**Work instruction**
In the listing below, find every line with the string "directly" and pull it out.

**Data provided**
____________________

PR #2221, opened 2020-04-10
Fix ThreadPool#shutdown timeout accuracy

wjordan:
### Description
Fixes up `ThreadPool#shutdown` so that the provided `timeout` value (which corresponds to the `force_shutdown_after` configuration option) is more accurate, and can be set as a float instead of just an integer value.

Previously, the shutdown timeout ran a loop `timeout.times`, which called `t.join 1` on each thread (one after another, not parallel), followed by a `sleep 1` each loop iteration, then `t.join SHUTDOWN_GRACE_TIME` on each thread after raising `ForceShutdown`. Instead of forcing shutdown in `timeout` (+ `SHUTDOWN_GRACE_TIME`) seconds, this forced a shutdown in `timeout * (n + 1)` (+ `n * SHUTDOWN_GRACE_TIME`) seconds (where `n` is the number of running threads). The updated code fixes this by joining a maximum of `timeout` seconds (followed by a maximum of `grace` seconds) across all threads.

I also added an extra step at the end that calls `kill` on any remaining threads still alive after the grace period, plus another short (1-second) join to wait for force-killed threads to (finally) exit, as an extra precaution that threads are fully cleaned up when shutdown returns. I thought this might be helpful, but could be removed as it's not strictly needed for the rest of this PR.

### DIFF
--- a/History.md
+++ b/History.md
@@ -32,6 +32,7 @@
   * Pass queued requests to thread pool on server shutdown (#2122)
   * Fixed a few minor concurrency bugs in ThreadPool that may have affected non-GVL Rubies (#2220)
   * Fix `out_of_band` hook never executed if the number of worker threads is > 1 (#2177)
+  * Fix ThreadPool#shutdown timeout accuracy (#2221)
 
 * Refactor
   * Remove unused loader argument from Plugin initializer (#2095)
--- a/lib/puma/thread_pool.rb
+++ b/lib/puma/thread_pool.rb
@@ -277,6 +277,9 @@ module Puma
     end
 
     # Tell all threads in the pool to exit and wait for them to finish.
+    # Wait +timeout+ seconds then raise +ForceShutdown+ in remaining threads.
+    # Next, wait an extra +grace+ seconds then force-kill remaining threads.
+    # Finally, wait +kill_grace+ seconds for remaining threads to exit.
     #
     def shutdown(timeout=-1)
       threads = with_mutex do
@@ -295,27 +298,26 @@ module Puma
         # Wait for threads to finish without force shutdown.
         threads.each(&:join)
       else
-        # Wait for threads to finish after n attempts (+timeout+).
-        # If threads are still running, it will forcefully kill them.
-        timeout.times do
-          threads.delete_if do |t|
-            t.join 1
-          end
-
-          if threads.empty?
-            break
-          else
-            sleep 1
+        join = ->(timeout) do
+          start = Process.clock_gettime(Process::CLOCK_MONOTONIC)
+          threads.reject! do |t|
+            elapsed = Process.clock_gettime(Process::CLOCK_MONOTONIC) - start
+            t.join timeout - elapsed
           end
         end
 
+        # Wait +timeout+ seconds for threads to finish.
+        join.call(timeout)
+
+        # If threads are still running, raise ForceShutdown and wait to finish.
         threads.each do |t|
           t.raise ForceShutdown
         end
+        join.call(SHUTDOWN_GRACE_TIME)
 
-        threads.each do |t|
-          t.join SHUTDOWN_GRACE_TIME
-        end
+        # If threads are _still_ running, forcefully kill them and wait to finish.
+        threads.each(&:kill)
+        join.call(1)
       end
 
       @spawned = 0
--- a/test/helper.rb
+++ b/test/helper.rb
@@ -14,6 +14,7 @@ end
 require "minitest/autorun"
 require "minitest/pride"
 require "minitest/proveit"
+require "minitest/stub_const"
 require_relative "helpers/apps"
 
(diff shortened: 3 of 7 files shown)


History.md
```diff
@@ -29,6 +29,7 @@
   * Read directly from the socket in #read_and_drop to avoid raising further SSL errors (#2198)
   * Set `Connection: closed` header when queue requests is disabled (#2216)
   * Pass queued requests to thread pool on server shutdown (#2122)
+  * Fix ThreadPool#shutdown timeout accuracy
```
nateberkopec, line 32: Needs a PR # link

nateberkopec:
LGTM, anyone else have any thoughts?

lib/puma/thread_pool.rb
```diff
@@ -298,27 +301,25 @@ def shutdown(timeout=-1)
...
-          end
-
-          if threads.empty?
-            break
-          else
-            sleep 1
+        join = ->(timeout) do
+          start = Time.now.to_f
+          threads.reject! do |t|
+            t.join timeout + start - Time.now.to_f
```
dentarg, line 307: I actually had one thought. Should we be using [monotonic time](https://blog.dnsimple.com/2018/03/elapsed-time-with-ruby-the-right-way/)? Or is `#to_f` good enough for us?

lib/puma/thread_pool.rb
```diff
@@ -298,27 +301,26 @@ def shutdown(timeout=-1)
...
-        timeout.times do
-          threads.delete_if do |t|
-            t.join 1
-          end
-
-          if threads.empty?
-            break
-          else
-            sleep 1
+        join = ->(timeout) do
```
evanphx, line 304: I don't understand why this proc is created and then called a few lines later.

evanphx: Is it because you want to call it twice with the same logic?

lib/puma/thread_pool.rb
```diff
@@ -281,8 +281,11 @@ def auto_reap!(timeout=5)
     end
 
     # Tell all threads in the pool to exit and wait for them to finish.
+    # Wait +timeout+ seconds then raise +ForceShutdown+ in remaining threads.
+    # Next, wait an extra +grace+ seconds then force-kill remaining threads.
+    # Finally, wait +kill_grace+ seconds for remaining threads to exit.
     #
-    def shutdown(timeout=-1)
+    def shutdown(timeout=-1, grace: SHUTDOWN_GRACE_TIME, kill_grace: 1)
```
evanphx, line 288: Nothing uses these options it appears except the tests so we should probably not even bother to expose them.

lib/puma/thread_pool.rb
nateberkopec: I thought it was kind of interesting way to avoid creating a method (which would not have been called anywhere else).

lib/puma/thread_pool.rb
nateberkopec: I noticed this but I'm neutral since this is an internal API.

lib/puma/thread_pool.rb
wjordan: Yeah, it's just a lightweight form of local code reuse to avoid repeating the same few lines of code 3 times in a row.

lib/puma/thread_pool.rb
wjordan: This was only to limit the duration of the added test (which would otherwise take 5 seconds), see 09702d19fed95cb4d6b5cc5a478d2d376db8db3e for an alternate approach that doesn't expose any extra arguments and instead uses a simple `stub_const` patch (added to the test helper).

test/helper.rb
```diff
@@ -143,3 +143,16 @@ def full_name
     end
   end
 end
+
+module StubConst
+  # Stub constant for the duration of a block
+  def stub_const(name, val, &block)
```
nateberkopec, line 149: Just use `Minitest::Mock`

nateberkopec: https://github.com/seattlerb/minitest/blob/master/lib/minitest/mock.rb#L212

wjordan: `#stub` doesn't seem to work for constants, only methods.
There is a [`minitest-stub-const`](https://github.com/adammck/minitest-stub-const) extension ([not in core](https://github.com/seattlerb/minitest/pull/230#issuecomment-12869299)) that provides `stub_const`, so I've updated the PR to add that gem-plugin as a dependency if that's preferred to the in-line code.

The alternative would be to replace the `SHUTDOWN_GRACE_TIME` const with a getter-method that can be stubbed with minitest as-is, but I think stubbing the const directly is cleaner. (It  might also be helpful for stubbing other timing-related constants like `WORKER_CHECK_INTERVAL` as well to speed up other tests..)

PR #2224, opened 2020-04-15
The new way of allowing failures on GitHub Actions [changelog skip]

dentarg:
See https://github.blog/changelog/2020-04-15-github-actions-new-workflow-features/

With this, it [looks like](https://github.com/dentarg/puma/actions?query=branch%3Atmp%2Factions-fubar) the workflow is marked as green, even when the build allowed to fail [fails](https://github.com/dentarg/puma/runs/590406607?check_suite_focus=true#step:7:164).

### DIFF
--- a/.github/workflows/puma.yml
+++ b/.github/workflows/puma.yml
@@ -21,10 +21,12 @@ jobs:
         ruby: [ 2.2, 2.3, 2.4, 2.5, 2.6, 2.7, head, jruby, truffleruby-head ]
         include:
           - { os: windows , ruby: mingw }
+          - { os: ubuntu  , ruby: jruby-head, continue-on-error: true }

____________________

**Response to this task**
   * Read directly from the socket in #read_and_drop to avoid raising further SSL errors (#2198)
The alternative would be to replace the `SHUTDOWN_GRACE_TIME` const with a getter-method that can be stubbed with minitest as-is, but I think stubbing the const directly is cleaner. (It  might also be helpful for stubbing other timing-related constants like `WORKER_CHECK_INTERVAL` as well to speed up other tests..)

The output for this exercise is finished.